Hello,
I am currently trying to set up batch enrichment using EmrEtlRunner.
The staging process is working fine and my logs are copied from their raw/in
bucket to raw/processing
.
Then the EMR cluster starts and apparently finishes the Hadoop enrichment step but the logs (see below, seems to indicate that nothing was processed).
Then when the enriched events should be copied back to S3, I get the following error:
Exception in thread "main" java.lang.RuntimeException: Error running job
at com.amazon.elasticmapreduce.s3distcp.S3DistCp.run(S3DistCp.java:927)
at com.amazon.elasticmapreduce.s3distcp.S3DistCp.run(S3DistCp.java:720)
at org.apache.hadoop.util.ToolRunner.run(ToolRunner.java:70)
at org.apache.hadoop.util.ToolRunner.run(ToolRunner.java:84)
at com.amazon.elasticmapreduce.s3distcp.Main.main(Main.java:22)
at sun.reflect.NativeMethodAccessorImpl.invoke0(Native Method)
at sun.reflect.NativeMethodAccessorImpl.invoke(NativeMethodAccessorImpl.java:57)
at sun.reflect.DelegatingMethodAccessorImpl.invoke(DelegatingMethodAccessorImpl.java:43)
at java.lang.reflect.Method.invoke(Method.java:606)
at org.apache.hadoop.util.RunJar.run(RunJar.java:221)
at org.apache.hadoop.util.RunJar.main(RunJar.java:136)
Caused by: org.apache.hadoop.mapreduce.lib.input.InvalidInputException: Input path does not exist: hdfs://<IP_ADDR:PORT>/tmp/03482dc5-7ec2-4884-9593-e196dd9fe755/files
at org.apache.hadoop.mapreduce.lib.input.FileInputFormat.singleThreadedListStatus(FileInputFormat.java:317)
at org.apache.hadoop.mapreduce.lib.input.FileInputFormat.listStatus(FileInputFormat.java:265)
at org.apache.hadoop.mapreduce.lib.input.SequenceFileInputFormat.listStatus(SequenceFileInputFormat.java:59)
at org.apache.hadoop.mapreduce.lib.input.FileInputFormat.getSplits(FileInputFormat.java:352)
at org.apache.hadoop.mapreduce.JobSubmitter.writeNewSplits(JobSubmitter.java:301)
at org.apache.hadoop.mapreduce.JobSubmitter.writeSplits(JobSubmitter.java:318)
at org.apache.hadoop.mapreduce.JobSubmitter.submitJobInternal(JobSubmitter.java:196)
at org.apache.hadoop.mapreduce.Job$10.run(Job.java:1290)
at org.apache.hadoop.mapreduce.Job$10.run(Job.java:1287)
at java.security.AccessController.doPrivileged(Native Method)
at javax.security.auth.Subject.doAs(Subject.java:415)
at org.apache.hadoop.security.UserGroupInformation.doAs(UserGroupInformation.java:1657)
at org.apache.hadoop.mapreduce.Job.submit(Job.java:1287)
at com.amazon.elasticmapreduce.s3distcp.S3DistCp.run(S3DistCp.java:901)
... 10 more
You can find some logs attached to this post and here is some more information about my configuration:
- I am using the clojure collector but we modified a bit the logrotate to have a custom file name.
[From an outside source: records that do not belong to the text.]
PR #1611, opened 2021-03-24
[CAS-808] Fix refreshing not messaging channels which don't contain current user as a member

### LINKED ISSUE #1585: [4.7.0] Not able to see custom channels
Our backend has created some custom channels that have ID format like this:
```
global:muc-random-hex-string
```

In v4.6.0, I was able to fetch these custom channels with this filter:
```
Filters.eq("type", "global")
```

But, in v4.7.0, I am not able to fetch these channels with same filter. Instead, empty-channels message appears in `ChannelsView`.

When I upgraded stream dependency to v4.7.0, I followed migration guide from release page. i.e. corrected package for `FilterObject`.

adasiewiczr:
fixes #1585 
We shouldn't assume that we don't want to display channels in which the current user is not a member - the assumption is correct only for messaging channels.
`refreshChannels` method should be refactored after the channel's filtering is done. 
### Checklist

- [x] Reviewers added

### DIFF
--- a/stream-chat-android-offline/src/main/java/io/getstream/chat/android/offline/controller/QueryChannelsController.kt
+++ b/stream-chat-android-offline/src/main/java/io/getstream/chat/android/offline/controller/QueryChannelsController.kt
@@ -221,7 +221,10 @@ internal class QueryChannelsController(
         val existingChannelMap = _channels.value.toMutableMap()
 
         newChannels.forEach { channel ->
-            if (channel.members.any { member -> member.getUserId() == domainImpl.currentUser.id }) {
+            // TODO: Update after channel's filtering refactoring is done.
+            // In order to interact with messaging channel user needs to be a member so for now,
+            // we are removing only channels of messaging type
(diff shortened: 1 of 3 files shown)


leandroBorgesFerreira (approved):
🚢 🚢 🚢

bychkovdmitry (approved):

stream-chat-android-offline/src/main/java/io/getstream/chat/android/offline/controller/QueryChannelsController.kt
```diff
@@ -221,7 +221,10 @@ internal class QueryChannelsController(
         val existingChannelMap = _channels.value.toMutableMap()
 
         newChannels.forEach { channel ->
-            if (channel.members.any { member -> member.getUserId() == domainImpl.currentUser.id }) {
+            // TODO: Update after channel's filtering refactoring is done.
```
JcMinarro, line 224: Could you create a linked task for it on Jira?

I forked and edited the EmrEtlRunner project to add a
file_pattern
attribute in the collectors namespace. This allows me to copy logs with a different naming from the raw/in bucket to raw/processing. - I do not have any custom enrichments set up yet.
Do you have any idea why this error could happen?
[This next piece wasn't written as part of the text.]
PR #1613, opened 2021-03-25
Avoid memory leaks

bychkovdmitry:
### Description

- Lifecycle observer which is responsible for connecting/disconnecting to/from the WS was never disposed. Disposing it on `ChatClient.disconnect()`.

Something else I need to mention, if I try to run EmrEtlRunne
with the --debug option, it fails because it can’t initialize debug for hadoop.
Thank you in advance for your response.
Console output - No debug
./snowplow-emr-etl-runner --skip staging --enrichments ../emr-etl-runner/enrichments/ --config ../emr-etl-runner/conf/dev-conf.yml --resolver ../emr-etl-runner/iglu/iglu_resolver.json
D, [2016-10-26T15:46:07.864000 #11714] DEBUG -- : Initializing EMR jobflow
D, [2016-10-26T15:46:15.102000 #11714] DEBUG -- : EMR jobflow j-3HMEWSLYEE8VW started, waiting for jobflow to complete...
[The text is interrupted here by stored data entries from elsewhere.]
PR #1621, opened 2021-03-26
Coroutine fixes

zsmb13:
### Description

Fixes some coroutine handling issues, see inline comments for details

Supercedes #1618 

### Checklist

- [x] Reviewers added

### DIFF
--- a/stream-chat-android-client/src/main/java/io/getstream/chat/android/client/di/BaseChatModule.kt
+++ b/stream-chat-android-client/src/main/java/io/getstream/chat/android/client/di/BaseChatModule.kt
@@ -45,6 +45,7 @@ import io.getstream.chat.android.core.internal.coroutines.DispatcherProvider
 import kotlinx.coroutines.CoroutineScope
 import okhttp3.OkHttpClient
 import retrofit2.Retrofit
+import java.util.concurrent.Executor
 import java.util.concurrent.TimeUnit
 
 internal open class BaseChatModule(
@@ -53,6 +54,7 @@ internal open class BaseChatModule(
     private val notificationsHandler: ChatNotificationHandler,
     private val fileUploader: FileUploader? = null,
     private val tokenManager: TokenManager = TokenManagerImpl(),
+    private val callbackExecutor: Executor?,
 ) {
 
     private val defaultLogger: ChatLogger = ChatLogger.Builder(config.loggerConfig).build()
@@ -121,7 +123,7 @@ internal open class BaseChatModule(
             .baseUrl(endpoint)
             .client(okHttpClient)
             .also(parser::configRetrofit)
-            .addCallAdapterFactory(RetrofitCallAdapterFactory.create(parser))
+            .addCallAdapterFactory(RetrofitCallAdapterFactory.create(parser, callbackExecutor))
             .build()
     }
 
--- a/stream-chat-android-client/src/main/java/io/getstream/chat/android/client/di/BaseChatModule.kt
+++ b/stream-chat-android-client/src/main/java/io/getstream/chat/android/client/di/BaseChatModule.kt
@@ -41,8 +41,8 @@ import io.getstream.chat.android.client.token.TokenManagerImpl
 import io.getstream.chat.android.client.uploader.FileUploader
 import io.getstream.chat.android.client.uploader.StreamFileUploader
 import io.getstream.chat.android.client.utils.UuidGeneratorImpl
+import io.getstream.chat.android.core.internal.coroutines.DispatcherProvider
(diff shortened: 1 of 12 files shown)


stream-chat-android-client/src/main/java/io/getstream/chat/android/client/di/BaseChatModule.kt
```diff
@@ -71,7 +71,7 @@ internal open class BaseChatModule(
         StreamFileUploader(buildRetrofitCdnApi())
     }
 
-    private val networkScope: CoroutineScope = CoroutineScope(Dispatchers.IO)
+    private val networkScope: CoroutineScope = CoroutineScope(DispatcherProvider.IO)
```
zsmb13, line 74: Use our own mockable dispatchers instead of the default ones

stream-chat-android-client/src/main/java/io/getstream/chat/android/client/helpers/QueryChannelsPostponeHelper.kt
```diff
@@ -27,11 +28,11 @@ internal class QueryChannelsPostponeHelper(
         channelId: String,
         request: QueryChannelRequest
     ): Call<Channel> = CoroutineCall(coroutineScope) {
-        doSafeJob { api.queryChannel(channelType, channelId, request) }.execute()
```
zsmb13, line 30: This was performing a blocking operation inside a suspending function, which is never a good idea, see for example https://elizarov.medium.com/blocking-threads-suspending-coroutines-d33e11bf4761#4c8b

stream-chat-android-core/src/main/java/io/getstream/chat/android/client/call/CoroutineCall.kt
```diff
@@ -12,17 +12,23 @@ import kotlinx.coroutines.withContext
...
-    public val suspendingTask: suspend () -> Result<T>,
+    private val suspendingTask: suspend () -> Result<T>,
 ) : Call<T> {
 
     private var job: Job? = null
 
+    internal suspend fun awaitImpl(): Result<T> {
+        return withContext(scope.coroutineContext) {
+            suspendingTask()
+        }
```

F, [2016-10-26T15:58:18.325000 #11714] FATAL -- :
Snowplow::EmrEtlRunner::EmrExecutionError (EMR jobflow j-3HMEWSLYEE8VW failed, check Amazon EMR console and Hadoop logs for details (help: https://github.com/snowplow/snowplow/wiki/Troubleshooting-jobs-on-Elastic-MapReduce). Data files not archived.
Snowplow ETL: TERMINATING [STEP_FAILURE] ~ elapsed time n/a [2016-10-26 15:55:05 +0200 - ]
- 1. Elasticity Scalding Step: Enrich Raw Events: COMPLETED ~ 00:01:50 [2016-10-26 15:55:12 +0200 - 2016-10-26 15:57:02 +0200]
- 2. Elasticity S3DistCp Step: Enriched HDFS -> S3: FAILED ~ 00:00:14 [2016-10-26 15:57:04 +0200 - 2016-10-26 15:57:19 +0200]
- 3. Elasticity S3DistCp Step: Shredded HDFS -> S3: CANCELLED ~ elapsed time n/a [ - ]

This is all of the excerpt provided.